#### Your instructions
Repeat exactly, and only, the lines from the one containing "repository hygiene, and" through the last line of the data below.

#### Material provided
########

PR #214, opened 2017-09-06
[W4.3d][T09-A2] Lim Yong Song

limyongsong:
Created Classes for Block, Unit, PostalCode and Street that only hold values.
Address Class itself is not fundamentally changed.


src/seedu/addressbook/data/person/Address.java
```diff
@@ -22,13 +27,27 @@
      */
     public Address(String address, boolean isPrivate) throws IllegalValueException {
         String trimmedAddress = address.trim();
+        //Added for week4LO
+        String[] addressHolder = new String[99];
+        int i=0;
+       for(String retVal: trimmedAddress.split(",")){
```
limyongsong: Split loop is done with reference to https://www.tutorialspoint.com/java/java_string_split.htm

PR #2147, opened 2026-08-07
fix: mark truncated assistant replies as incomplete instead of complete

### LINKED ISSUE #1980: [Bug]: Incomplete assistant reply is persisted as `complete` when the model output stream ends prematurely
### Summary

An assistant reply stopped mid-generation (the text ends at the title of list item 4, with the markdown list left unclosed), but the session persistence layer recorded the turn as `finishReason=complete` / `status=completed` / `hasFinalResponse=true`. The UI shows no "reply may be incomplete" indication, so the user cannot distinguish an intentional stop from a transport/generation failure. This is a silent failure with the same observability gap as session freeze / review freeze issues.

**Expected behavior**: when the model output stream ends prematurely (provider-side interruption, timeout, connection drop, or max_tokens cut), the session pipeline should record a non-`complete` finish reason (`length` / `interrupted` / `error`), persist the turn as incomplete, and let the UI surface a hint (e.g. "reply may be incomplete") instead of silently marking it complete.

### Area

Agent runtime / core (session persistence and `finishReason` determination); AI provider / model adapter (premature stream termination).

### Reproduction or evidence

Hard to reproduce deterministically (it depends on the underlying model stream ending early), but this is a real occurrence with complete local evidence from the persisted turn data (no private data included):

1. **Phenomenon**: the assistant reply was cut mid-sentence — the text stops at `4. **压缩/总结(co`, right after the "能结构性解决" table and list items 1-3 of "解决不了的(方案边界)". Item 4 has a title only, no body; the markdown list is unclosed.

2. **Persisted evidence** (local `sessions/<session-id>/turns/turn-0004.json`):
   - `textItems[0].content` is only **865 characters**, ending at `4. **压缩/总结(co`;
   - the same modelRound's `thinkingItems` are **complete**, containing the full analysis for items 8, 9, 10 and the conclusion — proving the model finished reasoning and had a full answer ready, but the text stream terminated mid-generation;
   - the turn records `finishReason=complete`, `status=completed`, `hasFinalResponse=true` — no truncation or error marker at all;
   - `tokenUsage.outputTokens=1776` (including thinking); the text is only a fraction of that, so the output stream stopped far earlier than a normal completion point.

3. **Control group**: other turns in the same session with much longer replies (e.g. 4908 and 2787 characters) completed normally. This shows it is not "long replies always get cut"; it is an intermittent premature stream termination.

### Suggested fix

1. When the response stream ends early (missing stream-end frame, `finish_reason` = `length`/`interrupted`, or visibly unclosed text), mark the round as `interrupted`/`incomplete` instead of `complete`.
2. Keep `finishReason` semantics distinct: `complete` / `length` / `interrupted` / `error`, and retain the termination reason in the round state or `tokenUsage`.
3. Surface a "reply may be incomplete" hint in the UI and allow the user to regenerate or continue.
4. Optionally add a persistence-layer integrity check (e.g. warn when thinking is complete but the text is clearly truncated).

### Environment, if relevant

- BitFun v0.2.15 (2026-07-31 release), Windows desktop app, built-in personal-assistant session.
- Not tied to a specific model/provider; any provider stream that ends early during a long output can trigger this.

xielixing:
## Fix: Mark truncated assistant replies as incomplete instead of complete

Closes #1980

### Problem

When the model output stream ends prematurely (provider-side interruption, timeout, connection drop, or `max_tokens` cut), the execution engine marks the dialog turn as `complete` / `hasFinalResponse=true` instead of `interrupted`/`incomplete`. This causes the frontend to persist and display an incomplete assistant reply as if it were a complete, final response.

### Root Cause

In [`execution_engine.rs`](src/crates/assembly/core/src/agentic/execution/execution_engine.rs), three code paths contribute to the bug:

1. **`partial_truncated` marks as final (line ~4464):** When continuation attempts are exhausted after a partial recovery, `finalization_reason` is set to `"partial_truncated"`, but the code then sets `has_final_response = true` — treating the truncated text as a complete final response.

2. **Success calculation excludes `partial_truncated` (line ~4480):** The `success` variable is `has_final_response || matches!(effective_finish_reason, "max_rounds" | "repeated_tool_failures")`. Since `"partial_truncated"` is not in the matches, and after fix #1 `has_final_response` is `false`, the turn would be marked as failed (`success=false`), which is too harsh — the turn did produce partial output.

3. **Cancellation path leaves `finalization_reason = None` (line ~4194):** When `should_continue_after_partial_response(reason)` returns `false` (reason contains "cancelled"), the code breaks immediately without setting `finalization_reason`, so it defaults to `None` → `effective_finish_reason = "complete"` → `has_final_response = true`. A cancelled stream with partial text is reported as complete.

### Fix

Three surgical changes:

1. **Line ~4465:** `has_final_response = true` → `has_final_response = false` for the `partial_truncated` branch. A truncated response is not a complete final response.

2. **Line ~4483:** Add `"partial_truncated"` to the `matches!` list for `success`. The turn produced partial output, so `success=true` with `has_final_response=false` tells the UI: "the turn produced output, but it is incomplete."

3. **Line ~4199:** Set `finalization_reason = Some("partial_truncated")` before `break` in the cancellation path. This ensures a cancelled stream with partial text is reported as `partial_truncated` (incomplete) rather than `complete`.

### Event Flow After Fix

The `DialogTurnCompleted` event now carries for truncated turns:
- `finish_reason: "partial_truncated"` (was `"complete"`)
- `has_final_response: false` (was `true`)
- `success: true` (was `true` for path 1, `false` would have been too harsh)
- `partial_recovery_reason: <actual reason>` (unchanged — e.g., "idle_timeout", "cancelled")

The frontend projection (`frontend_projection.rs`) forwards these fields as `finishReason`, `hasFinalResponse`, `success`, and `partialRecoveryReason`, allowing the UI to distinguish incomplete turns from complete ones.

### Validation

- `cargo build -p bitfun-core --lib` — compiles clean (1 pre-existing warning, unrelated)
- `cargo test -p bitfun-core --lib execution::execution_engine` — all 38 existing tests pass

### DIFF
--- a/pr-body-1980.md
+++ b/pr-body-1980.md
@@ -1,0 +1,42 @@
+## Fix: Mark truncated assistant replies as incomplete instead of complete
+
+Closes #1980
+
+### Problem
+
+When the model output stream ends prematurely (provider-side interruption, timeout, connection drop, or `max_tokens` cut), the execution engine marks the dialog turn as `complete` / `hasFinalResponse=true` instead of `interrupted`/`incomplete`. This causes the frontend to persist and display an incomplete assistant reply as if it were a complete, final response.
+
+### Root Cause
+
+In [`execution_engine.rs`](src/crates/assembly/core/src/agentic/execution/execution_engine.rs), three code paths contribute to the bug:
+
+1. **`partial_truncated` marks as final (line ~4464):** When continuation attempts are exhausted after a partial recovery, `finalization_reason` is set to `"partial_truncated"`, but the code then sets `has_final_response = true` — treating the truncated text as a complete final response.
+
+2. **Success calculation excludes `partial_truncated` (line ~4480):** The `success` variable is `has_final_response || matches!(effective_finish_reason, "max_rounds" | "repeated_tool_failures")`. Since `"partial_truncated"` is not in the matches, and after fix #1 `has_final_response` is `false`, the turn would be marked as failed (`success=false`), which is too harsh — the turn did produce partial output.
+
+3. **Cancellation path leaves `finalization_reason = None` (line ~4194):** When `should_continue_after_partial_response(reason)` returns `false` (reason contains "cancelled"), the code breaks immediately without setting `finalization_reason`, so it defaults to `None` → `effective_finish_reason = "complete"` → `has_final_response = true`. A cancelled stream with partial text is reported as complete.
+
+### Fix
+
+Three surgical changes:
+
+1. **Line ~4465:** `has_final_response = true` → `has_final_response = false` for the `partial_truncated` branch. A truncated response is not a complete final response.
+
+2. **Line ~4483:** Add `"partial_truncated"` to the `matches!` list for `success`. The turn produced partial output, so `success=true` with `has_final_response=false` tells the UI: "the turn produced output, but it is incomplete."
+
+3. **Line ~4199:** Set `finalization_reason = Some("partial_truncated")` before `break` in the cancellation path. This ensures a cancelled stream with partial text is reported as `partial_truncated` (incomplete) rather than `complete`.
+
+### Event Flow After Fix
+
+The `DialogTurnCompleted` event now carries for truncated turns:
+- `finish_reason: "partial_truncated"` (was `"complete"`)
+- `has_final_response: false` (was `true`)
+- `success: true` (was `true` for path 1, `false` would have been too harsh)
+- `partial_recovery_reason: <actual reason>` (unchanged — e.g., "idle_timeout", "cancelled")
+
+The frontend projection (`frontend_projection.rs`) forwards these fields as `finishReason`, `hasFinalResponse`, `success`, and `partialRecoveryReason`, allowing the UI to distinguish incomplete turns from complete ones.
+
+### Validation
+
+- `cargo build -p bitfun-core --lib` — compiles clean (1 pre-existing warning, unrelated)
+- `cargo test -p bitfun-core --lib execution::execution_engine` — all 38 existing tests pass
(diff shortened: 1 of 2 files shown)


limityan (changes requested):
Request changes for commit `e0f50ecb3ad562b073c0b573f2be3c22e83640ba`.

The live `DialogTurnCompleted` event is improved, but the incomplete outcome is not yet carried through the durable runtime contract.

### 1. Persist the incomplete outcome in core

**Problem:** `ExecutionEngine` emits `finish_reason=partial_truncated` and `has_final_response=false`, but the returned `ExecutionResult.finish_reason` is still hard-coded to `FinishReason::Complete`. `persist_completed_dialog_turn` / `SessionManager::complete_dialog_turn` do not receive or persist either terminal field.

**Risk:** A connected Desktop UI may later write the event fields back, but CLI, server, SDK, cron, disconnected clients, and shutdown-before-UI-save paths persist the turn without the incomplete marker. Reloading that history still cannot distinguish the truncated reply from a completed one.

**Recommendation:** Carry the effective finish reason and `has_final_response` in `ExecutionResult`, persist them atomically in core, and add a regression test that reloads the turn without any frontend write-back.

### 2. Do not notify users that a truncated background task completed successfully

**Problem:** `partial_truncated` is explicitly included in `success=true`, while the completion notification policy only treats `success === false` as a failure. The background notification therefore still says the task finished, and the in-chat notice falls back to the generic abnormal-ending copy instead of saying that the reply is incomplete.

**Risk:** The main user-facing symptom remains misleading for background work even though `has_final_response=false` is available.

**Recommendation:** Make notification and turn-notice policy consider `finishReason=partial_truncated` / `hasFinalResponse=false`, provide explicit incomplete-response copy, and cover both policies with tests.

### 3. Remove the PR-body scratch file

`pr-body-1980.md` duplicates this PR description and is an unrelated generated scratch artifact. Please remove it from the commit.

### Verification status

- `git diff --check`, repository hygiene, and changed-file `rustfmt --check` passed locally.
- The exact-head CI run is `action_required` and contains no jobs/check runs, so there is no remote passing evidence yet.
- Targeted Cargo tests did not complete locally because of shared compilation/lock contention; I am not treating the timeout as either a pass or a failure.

########

#### Exercise solution
- `git diff --check`, repository hygiene, and changed-file `rustfmt --check` passed locally.
- The exact-head CI run is `action_required` and contains no jobs/check runs, so there is no remote passing evidence yet.
- Targeted Cargo tests did not complete locally because of shared compilation/lock contention; I am not treating the timeout as either a pass or a failure.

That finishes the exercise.